Mouse mesothelioma cell lines were derived from malignant ascites from mice following bladder injection of adenovirus Cre. When mice gained several grams of weight within 2 days and abdominal distention was obvious, ascites fluid was removed by aspiration with a 27G gauge needle. The ascites fluid was plated on a 10cm cell culture dish with medium (DMEM with 10%FBS and 1% PSA) overnight. The next day, cells were washed twice with sterile DPBS and fresh medium was added, and cultures of mesothelioma grew without further manipulation.

Immunoblotting

Cells were harvested in lysis buffer consisting of 50 mM Tris-HCl (pH 7.5), 150 mM NaCl, 1% Triton X-100, 1 mM EDTA, 1 mM EGTA and a cocktail of protease inhibitors (Sigma-Aldrich, St. Louis, MO). Cell lysates were clarified by centrifugation for 5 min and the protein concentration of the supernatants was determined using a modified Bradford assay (Bio-Rad, Hercules, CA). For immunoblotting, 20 µg of protein was loaded in each lane, and was separated by SDS-PAGE on 4–12% gradient gels (Invitrogen, Carlsbad, California), transferred to PVDF membranes and detected by immunoblotting with the following primary antibodies: TSC1, p53, pAKT(S473), AKT, pS6(S240/244), S6, p4EBP1(S65), 4EBP1, NF2, PTEN, LKB1, pS6K(T389), S6K (Cell Signaling Technology); TSC2 (Santa Cruz Biotechnology, Santa Cruz, CA). Goat anti-mouse and anti-rabbit secondary antibodies (Santa Cruz Biotechnology, Santa Cruz, CA) conjugated to horseradish peroxidase were used at a 1:3000 dilution and immunoreactive bands were detected by chemiluminescence (SuperSignal, Pierce, Rockford, IL) and film (Denville Scientific, South Plainfield, NJ).

IC50 determination

2,000 cells were plated per well in 96-well plates and cultured overnight. One day later Torin1 was added in serial dilutions to FC 10microM to 1.5 nM. After 48 h of culture, 20 µL CellTiter-Glo® (1:1 in PBS) (Promega, Wisconsin) was added, the plates were shaken, and read in a Synergy HT Multi-Mode Microplate Reader (BioTek) with software Gen5 1.09 at room temperature. The IC50 was determined utilizing XLfit4.0 software from IDBS.

Histology and tumor assessment in mice

Microscopic mesothelioma tumor volumes were determined in a semi-quantitative fashion by a single blinded observer (YG). Whole mounts of the abdominal contents of mice were prepared in the histology lab by a technician without knowledge of the study. H&E-stained 8 micron sections were prepared, and each tumor nodule was measured to determine its length and width. These measurements were converted into a measurement of tumor volume per lesion using the following formula: volume = 0.86 * (tumor length * tumor width)**1.5.¹⁵ The total tumor volume per mouse was then equal to the sum of the tumor volume of each lesion identified. Comparisons between sets of mice for tumor measurements were made using the non-parametric Mann-Whitney test in Prism (GraphPad Software, Inc., v4.0a).

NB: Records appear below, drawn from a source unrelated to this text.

PR #647, opened 2024-09-13
bib: add/use new `imagestype` package as a superset of the `BuildType`

mvo5:
When adding new image types like `vhd` or the coming `gcp` I noticed that we currently need to modify two different places to add a new image type. This PR consolidates the two into a single new package `imagetypes` that consolidates all knowledge of image types, iso, exports and validation into a single place. So adding `gcp` shoudl be as simple as:

```go
diff --git a/bib/internal/imagetypes/imagetypes.go b/bib/internal/imagetypes/imagetypes.go
index 4e0dc51..16a3116 100644
--- a/bib/internal/imagetypes/imagetypes.go
+++ b/bib/internal/imagetypes/imagetypes.go
@@ -20,6 +20,7 @@ var supportedImageTypes = map[string]imageType{
        "vhd":          imageType{Export: "vpc"},
        "anaconda-iso": imageType{Export: "anaconda-iso", ISO: true},
        "iso":          imageType{Export: "iso", ISO: true},
+       "gcp":          imageType{Export: "gcp"},
 }
 
 // Available() returns a comma-separated list of supported image types
```
(once images has it, plus of course adding it to the tests)


achilleas-k (dismissed):
Nice and clean!

mvo5:
@achilleas-k Thank you! tests caught a silly copy/paste mistake so I had to re-push but it should be good now.

Issue #650, opened 2024-09-18
`bootc-image-builder` fails to build  `quay.io/fedora/fedora-bootc:42` image


hrismarin:
**Describe the bug**
When I try to build an image from `quay.io/fedora/fedora-bootc:42`, `bootc-image-builder` fails.

**To Reproduce**
1. Pull the image from the registry.
`sudo podman image pull quay.io/fedora/fedora-bootc:42`
2. Create the required output directory for the built base image.
`mkdir output`
3. Build the image
```
sudo podman container run \
    --rm \
    --interactive --tty \
    --privileged \
    --pull=newer \
    --security-opt label=type:unconfined_t \
    --volume $(pwd)/config.toml:/config.toml:ro \
    --volume $(pwd)/output:/output \
    --volume /var/lib/containers/storage:/var/lib/containers/storage \
    quay.io/centos-bootc/bootc-image-builder:latest \
    --rootfs btrfs \
    --type qcow2 \
    --local \
    quay.io/fedora/fedora-bootc:42

Generating manifest manifest-qcow2.json
2024/09/18 09:56:18 error: cannot build manifest: initializing dnf in 3895ee04b9b70f11529ebd3d615ea558cd292e91a3711bd8ca3af74e56fc23dd container failed: exit status 2
output:
Missing command. Add "--help" for more information about the arguments.
```
**Expected behavior**
The image is built successfully.

**Additional context**
See: https://github.com/osbuild/bootc-image-builder/pull/651

PR #651, opened 2024-09-18
bib: run `dnf --version` in the container

hrismarin:
Recently, in bootc Base Images main branch the `dnf` package was replaced by `dnf5`.
See: https://gitlab.com/fedora/bootc/base-images/-/merge_requests/45

As a consequence `bootc-image-builder` now fails to build the `quay.io/fedora/fedora-bootc:42` image.
See: https://github.com/osbuild/bootc-image-builder/issues/650

Running plain `dnf` command in dnf5 output:
Missing command. Add "--help" for more information about the arguments.

The `dnf --version` command does not output non-zero exit code in both dnf and dnf5.


henrywang:
I reported an dnf5 issue https://bugzilla.redhat.com/show_bug.cgi?id=2313032

hrismarin:
I think it has to do with the fact that dnf and dnf5 behave differently when running a plain `dnf` command (no options or arguments).

In case of dnf (dnf 4) it otputs the vesion info and the exit code is `0`.

In case of dnf5 the output is `Missing command. Add "--help" for more information about the arguments.` and the exit code is `2`. See https://dnf5.readthedocs.io/en/latest/dnf5.8.html#exit-codes.

Note that I am not making any changes to the `quay.io/fedora/fedora-bootc:42` image i.e. I'm not building a derived image. I'm just trying to build the image straight from the registry as I explained in https://github.com/osbuild/bootc-image-builder/issues/650.

Filing a dnf5 issue on Bugzilla was probably the better option. Sorry for the noise if this PR doesn't make sense.

sigulete:
Same problem here when trying to create an image from `quay.io/fedora-ostree-desktops/kinoite:41`

supakeen (approved):
Can reproduce the exit codes vs dnf4/dnf5. I'm unsure if this actually initializes dnf when ran with `--version`? (cc @mvo5 / @achilleas-k).

mvo5:
Sorry that we left you hanging here for so long, I suspect `dnf --version` is not quite equivalent to what we need but I'm trying to reproduce this now and add a test-case.

ondrejbudai:
Running `dnf` is required to initialize repositories from `subscription-manager` and its dnf-plugin. I'm pretty sure that `dnf --version` doesn't do that (I ran a quick test).

My take on this is: let's not worry about DNF 5 here. Both RHEL 9 and 10 use DNF 4 and these are the only systems that support image mode and require subscriptions. So I would the following thing: if dnf is version 4, run `dnf`, else do nothing. Add a TODO to resolve this when RHEL 11 is going to be released (~3+ years).

mvo5:
> Running `dnf` is required to initialize repositories from `subscription-manager` and its dnf-plugin. I'm pretty sure that `dnf --version` doesn't do that (I ran a quick test).
> 
> My take on this is: let's not worry about DNF 5 here. Both RHEL 9 and 10 use DNF 4 and these are the only systems that support image mode and require subscriptions. So I would the following thing: if dnf is version 4, run `dnf`, else do nothing. Add a TODO to resolve this when RHEL 11 is going to be released (~3+ years).

I opened https://github.com/osbuild/bootc-image-builder/pull/658 with an alternative idea that might give us both.

hrismarin:
> So I would the following thing: if dnf is version 4, run dnf, else do nothing. Add a TODO to resolve this when RHEL 11 is going to be released (~3+ years).

Seems like a reasonable solution to me. Should I close this PR?

mvo5:
> > So I would the following thing: if dnf is version 4, run dnf, else do nothing. Add a TODO to resolve this when RHEL 11 is going to be released (~3+ years).
> 
> Seems like a reasonable solution to me. Should I close this PR?

It seems as is this PR would need some work, either detecting dnf4/dnf5 (and ignoring dnf5 like Ondrej suggested) or going with the alteratnive idea, I would like to credit you in the other PR though, I will need to remember to update/force-push. The only downside of `dnf clean` (in the other PR) is that it is slow on dnf5, I will check if there is another way.

hrismarin:
Please let me know if I can help with anything like testing etc.

mvo5:
@hrismarin The PR in https://github.com/osbuild/bootc-image-builder/pull/658 has landed now so the next `bib` container build should work. I think we can close this PR then.

Issue #655, opened 2024-09-24
bib failed to build out config.toml with customizations.filesystem.mountpoint


chunfuwen:
step 1 create one config.toml with customization.filesystem as below:
```


[root@dell-per430-17 tmt]# cat /var/lib/libvirt/images/config.toml
[[customizations.filesystem]]
mountpoint = "/"
minsize = "10 GiB"

[[customizations.filesystem]]
mountpoint = "/var/data"
minsize = "20 GiB"

```
step 2 , run bib to generate image, but throw error as below:
```
(92lts-p3-ve) [root@dell-per430-17 tp-libvirt]# sudo podman run --rm -it --privileged --pull=newer --security-opt label=type:unconfined_t -v /var/lib/libvirt/images/output:/output -v /var/lib/libvirt/images/config.toml:/config.toml   -v /var/lib/libvirt/images/auth.json:/run/containers/0/auth.json  quay.io/centos-bootc/bootc-image-builder:latest  --type vhd --tls-verify=false  --config /config.toml  quay.io/fedora/fedora-bootc:latest  --rootfs xfs
Generating manifest manifest-vhd.json
2024/09/24 09:08:34 error: cannot build manifest: cannot read config: cannot decode "/config.toml": unknown keys found: [customizations.filesystem.mountpoint customizations.filesystem.minsize customizations.filesystem.mountpoint customizations.filesystem.minsize]

```

mvo5:
I can reproduce and know what the issue is, it's a regression from https://github.com/osbuild/bootc-image-builder/pull/549 - it's not yet clear what the best fix but I'm on it

mvo5:
The underlying issue is https://github.com/osbuild/images/pull/951 - this needs some tweaking/thinking, we should probably do a quicker fix (by disabling the meta.Undecoded() check) short term as this is a rather big regression :/

Thanks for catching/reporting this!

PR #656, opened 2024-09-24
buildconfig: disable tests for undecoded keys for now

mvo5:
This commit partially reverts PT#549 to unblock filesystem
customizations in bib.

This is a short term fix and we should revert and do something
smarter like https://github.com/osbuild/images/pull/951 or see
if we can do better in the toml unmarshaling. But to unblock
toml customizations this is a (IMHO) reasonable first step.

Closes: https://github.com/osbuild/bootc-image-builder/issues/655


mvo5:
An alterative upstream fix: https://github.com/BurntSushi/toml/pull/426 (might be too naive, let's hear the maintainer :)

ondrejbudai (approved):
Yeah, this is reasonable, thanks!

Immunohistochemistry (IHC)

Eight micrometer paraffin sections were deparaffinized with xylene and alcohol series, treated with Target Retrieval Solution pH 6.1 (Dako, Carpinteria, CA), blocked with 3% H₂O₂ in methanol, and then put in 5% normal goat serum in 0.1% Triton X in PBS. Sections were incubated with primary antibodies overnight at 4°C, washed, and incubated with secondary antibody conjugated with horseradish peroxidase (HRP). DAB Chromogen solution (Envision+System Dako) was then applied to generate a color reaction. Slides were then counterstained with hematoxylin (Dako). Antibodies used for staining were: anti-pS6 (S235/236) (1:100, Cell Signaling), TSC2 (1:100, Cell Signaling, Beverly, MA), Calretinin (1:100, Abgent, San Diego, CA), WT-1 (1: 200, Santa Cruz Biotech, Ssnta Cruz, CA), and AE1/AE3 (cytokeratin 5, 6) (1:100, EMD Millipore, Billerica, A). PCNA staining was done according to the protocol of HistoMouse-Plus kit (Life Technologies Invitrogen, Grand Island, NY). Hematoxylin was used as a counterstain and an adjacent section was stained with hematoxylin and eosin.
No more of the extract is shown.